Fountain, 41, tells how his telephone, electricity, gas, water and sewerage have been cut off.

"We're living day by day, minute by minute," he says. "We're $30,000 behind. We're just spending money on groceries."

Then his eyes flash with defiance as he adds, "We have never closed this place down, and they'll have to kill me to do it. I'm willing to die."

Fountain has been locked in court battles for a decade now. He refuses to comply with a 1989 state law requiring home operators like himself to give the state Health Department the names of staff members, children and their parents. Just last week, the state Supreme Court rejected his efforts to delay enforcement until he can appeal to the Supreme Court.

"We have not given up pursuing this," says Special Assistant Attorney General Stephanie Ganucheau. "However, at this point we have not got enough good information to warrant us making a spectacle of ourselves, appearing we're on a witch hunt trying to single him out."

Fountain also has fought off accusations in and out of court that he abused, neglected and sexually molested children in his care.

A graduate of the Pensacola, Fla., Bible Institute, Fountain says he's been able to "spiritually reach" and discipline more than 1,000 children since opening Bethel in 1978 because of his firsthand knowledge of delinquency.

"I was pretty wild," Fountain says of his childhood spent in the working class south side of Oklahoma City. "I started smoking Marlboros by the time I was 9.

"I ain't got veins in my arms from where I shot up heroin. I used LSD, speed, marijuana ... Demerol, morphine, Dilaudid. I still have the desire for drugs. The only reason I don't smoke dope is because the Lord doesn't want me to."

Fountain says he finally turned to the Lord while using drugs on a couch in a New York City apartment in November 1973. Five years later, he opened the children's home.

"We parked a 25-foot camper right here on this ground and began to build," says Fountain, who came to Lucedale with his wife, Carol, their four children and three other youngsters. Today, seven buildings are their handiwork.

But, "it's like a ghost town now," he says. "At one time, this place was loaded. ... I'm getting over the shock now. The really rough parts are watching this place deteriorate, and the time when they were first gone," he said, referring to the June 1988, court-ordered removal of children from the home.

Discipline and physical labor were the recipe for reform of "spiritually starved" kids whose "failed" parents once left them with Fountain for about $750 in annual tuition, he says.

Kids who strayed from Bethel's straight path knew they'd be punished, Fountain says.

"When a child misbehaves, you don't have time to call the Welfare Department and ask permission to spank him," he says.

Asked if he ever left welt marks on a child, Fountain said, "Yes, there were some blistered hind ends."

It was Fountain's use of physical punishment that brought charges of abuse.

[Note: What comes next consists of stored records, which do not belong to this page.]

Issue #28302, opened 2025-02-18
Daily notification of flakiest tests in Slack


npepinpe:
## Description

I would like to have an easy way to keep track of the flakiest tests currently affecting the mono repo CI, in order to better focus our effort in providing a stable pipeline, reduce CI costs due to unnecessary builds, increase confidence in a green pipeline, and short feedback loop for developers.

At the moment, I currently check the flaky test dashboard every Monday, and I manually triage which tests are owned by my team, then assign them based on how many flakes where on main (where the bulk of contributions are).

My goal with this issue is to reduce effort and bring awareness to the flaky tests in order to ensure we are dealing with them in a timely manner.

I would like a daily notification to a shared Slack channel (e.g. `#core-ci`), which tells me how many builds total where there in the last 24 hours, how many of these builds had flaky tests, a list of very flaky tests which need attention ASAP, and the top flakiest tests in the last 24 hours, with a link to the latest build where the flake was detected.

I'm not sure yet if we want to just always show the 10 top tests, or the ones with at least X flakes in the last window of time. Please share feedback there. I could also imagine some combination, e.g.

```
📈 62% of builds were flaky in the last 24 hours (62 flaky tests in 100 builds).

👀 Flakiest test which need attention 👀  ( > 50 flakes in 24 hours)

Test             | Count |
-------------------------|
MySuperFlakyTest |    60 |

🥇 Top flakiest test in the last 24 hours

Test             | Count |
-------------------------|
MySuperFlakyTest |    60 |
MyLessFlakyTest  |    05 |
MyLeastFlakyTest |    02 |

```

cmur2:
First iteration is live in #zeebe-ci starting today to gather feedback and catch (usability) problems, before wider rollout

cmur2:
Positive feedback on the first iteration (improves visibility). Will rollout to a wider audience to increase awareness next.

Open feature requests:

* link to existing GH issue if available (or automatically create one)
* link to GHA job with failure (partially covered by timestamped Grafana dashboard link)

PR #28509, opened 2025-02-20
ci: add job posting daily flaky test statistics to Slack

Former George County welfare worker Shirley Roberts says she felt "hopelessness" and "frustration" after almost 10 years of working with Bethel children who claimed they had been abused.

"I've seen evidence of physical abuse on children who came out of the home," Roberts says, listing black eyes, bruises, welt marks and switch marks.

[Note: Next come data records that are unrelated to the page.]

PR #28524, opened 2025-02-20
fix: re-add the --config flag but with it being used under spring.config.additional-location

### LINKED ISSUE #28573: Add --config flag again
**Describe the issue:**

To enable the build from source the `--config` option [was removed](https://github.com/camunda/camunda/commit/fa5a9cfb4c8582a63774adbb2a227f5e34b01d33) as with the latest spring version an empty configuration folder overrwrites the default configuration (see [here](https://github.com/camunda/camunda/pull/28437#issuecomment-2670721869) for more details).

**Actual behavior:**

With this, the current versions does not allow config overrides anymore.

**Expected behavior:**

As a user I can add config overrides again by adding a config file to a configuration folder.

**How to reproduce:**

**Logs:**

**Environment:**

**Please note: Without the following info, it's hard to resolve the issue and probably it will be closed.**

- Platform: 
- Architecture: 
- Version:

jessesimpson36:
## Description

This PR adds back the --config flag.  We found that this flag was broken after an upgrade in spring, and was also taken out because of issues it caused overriding all of the internal default configuration.

This PR adds it back but under `spring.config.additional-configuration` that way all the options are appended or overridden but not entirely replaced.

## Checklist

- [ ] for CI changes:

## Related issues

closes https://github.com/camunda/camunda/issues/28573

### DIFF
--- a/c8run/main.go
+++ b/c8run/main.go
@@ -281,6 +281,7 @@ func getBaseCommandSettings(baseCommand string) (C8RunSettings, error) {
 
 func createStartFlagSet(settings *C8RunSettings) *flag.FlagSet {
 	startFlagSet := flag.NewFlagSet("start", flag.ExitOnError)
+	startFlagSet.StringVar(&settings.config, "config", "", "Applies the specified configuration file.")
 	startFlagSet.BoolVar(&settings.detached, "detached", false, "Starts Camunda Run as a detached process")
 	startFlagSet.IntVar(&settings.port, "port", 8080, "Port to run Camunda on")
 	startFlagSet.StringVar(&settings.keystore, "keystore", "", "Provide a JKS filepath to enable TLS")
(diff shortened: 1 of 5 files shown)


jessesimpson36:
https://github.com/camunda/camunda/pull/28437

jessesimpson36:
@megglos , I included a test in api_tests.sh that will grab out the overridden setting to prove that the --config flag works. I would be fine with keeping this test or removing it (since setting the prefix could one day break the CI).

c8run/main.go
```diff
@@ -499,7 +500,13 @@ func main() {
 		if err != nil {
 			fmt.Print("Failed to write to file: " + connectorsPidPath + " continuing...")
 		}
-		camundaCmd := c8.CamundaCmd(camundaVersion, parentDir, "", javaOpts)
+
+                var extraArgs string
+		if settings.config != "" {
+                        extraArgs = "--spring.config.additional-location=file:" + filepath.Join(parentDir, settings.config)
```
megglos, line 506: ❌  there is one thing we need to take care of as well, in case the path points to a directoty a trailing slash must be present, from what I understand `filepath.Join` will always output paths without a trailing slash, right? I can add a test case for this 

See the [spring docs](https://docs.spring.io/spring-boot/reference/features/external-config.html#features.external-config.files)
>If spring.config.location contains directories (as opposed to files), they should end in /.

jessesimpson36: is there a reason that anyone would put a directory?

megglos: it's generally supported by spring, you could organize config across multiple files.
If we don't want to support it, c8run should fail eagerly on dir paths, otherwise the user may only find out why app startup fails by reading the camunda.log.

jessesimpson36: I added code to support it.

c8run/main.go
```diff
@@ -499,7 +500,30 @@ func main() {
 		if err != nil {
 			fmt.Print("Failed to write to file: " + connectorsPidPath + " continuing...")
 		}
-		camundaCmd := c8.CamundaCmd(camundaVersion, parentDir, "", javaOpts)
+
+		var extraArgs string
```
hisImminence, line 504: I would make this a separate function outside of main - but can be done later.

hisImminence (approved):

PR #28555, opened 2025-02-21
fix: NettyDnsMetrics use a MeterProvider instead of a HashMap to avoid concurrency issues

### LINKED ISSUE #28556: NettyDnsMetrics is not safe under concurrent access
`NettyDNSMetrics` uses a HashMapo which is not safe to access on concurrent access as noted in #28192.
Given that is not in the hotpath a `MeterProvider` can be used

entangled90:
## Description
Followup of the comments in #28192:
NettyDnsMetrics is used by multiple threads and the HashMap in use is not concurrent.
Considering the small number of usages of these metrics it's ok to use the `MeterProvider` from micrometer

## Related issues
closes #28556


npepinpe (approved):
We assume it's a small usage because we only send DNS requests seldom and cache the results?

entangled90:
I got the impression from you that we do. 
Checking the codebase I see that we do not override the ttl/negativeTtl of `DnsNameResolverBuilder`. This means that we respect the caching ttls from the DNS server. 
Even though this may be okay in a platform we control or k8s ( yet to be verified) this may pose some problems for SM users.

entangled90:
Anyway the MeterProvider is used only for DNS resolution failures, so it should be not that frequent.

PR #213, opened 2019-09-09
Optionally deploy privileged pod for dropping ceph osd caches via url

dustinblack:
So far this automates the deployment of the privileged pod for dropping ceph osd caches. This doesn't yet included automation to issue the curl command to the pod.


dustinblack:
Further progress here is stalled pending https://github.com/axboe/fio/issues/814

tl;dr -- fio fails to execute jobs when either `exec_prerun` or `exec_postrun` are used.

This was intended to be the simple method of automating the cache drop between job runs. Short of this, we would need to modify the snafu scripts to inject the URL call before each run.

roles/fio-distributed/tasks/main.yml
```diff
@@ -27,6 +26,11 @@
   register: resource_state
 
 - block:
+  - name: Include rook-ceph cache drop role
+    include_role:
+      name: ceph-cache-dropper
+    when: fiod.rook_ceph_drop_caches is sameas True | default(False)
```
bengland2: I'm not saying you're wrong, just trying to understand.   where is "sameas" defined?  Never saw it before.   Didn't show up in google.  Why is this necessary vs just 
```
when: fiod.rook_ceph_drop_caches
```
and define this variable's default in defaults/main.yml

dustinblack: We've had some trouble with jinja2 logic not working as defined or expected. The `is sameas True` method looks ridiculous, but it works. I don't remember if I had a problem in this particular case or if I even tested it with the much cleaner `when: fiod.rook_ceph_drop_caches`, but I know we've dealt with this in other code (from which I may have copy pasta'd here).

Here is one reference:
https://www.shellhacks.com/jinja2-check-if-variable-empty-exists-defined-true/

And here's the jinja2 doc reference for `sameas`:
https://jinja.palletsprojects.com/en/2.10.x/templates/#sameas

dustinblack:
Closed in favor of PR237

PR #216, opened 2019-09-11
Replace xargs with parallel

dry923:
To fix the mashed together output from the use of xargs I've swapped to parallel which keeps the output for each test together.

### DIFF
--- a/test.sh
+++ b/test.sh
@@ -61,7 +61,7 @@ do
 done
 
 # Run tests in parallel up to $max_concurrent at a time.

The state has a right to information about Bethel and the children it houses, says Keith Scott, a local anesthetist. The ordained United Methodist minister says that in the late 1980s he acted as a foster parent for a former Bethel resident.

"He (the child) expressed great fear and said he had been abused over there," Scott said. "He did have a place on his chest where the skin was broken and he claimed he had been hit with a paper stapler."

God chose him, Fountain says, to endure assaults on his family and the state's legal assaults on his ministry.

Unlike the school boy who tried to buy friends, today Fountain says he is fulfilled and happy as a messenger of God.

His eyes hard and bright, Fountain leans forward and says: "Sometimes I get tired. This is a rugged life for me, but I'm compelled to do this. I have no choice."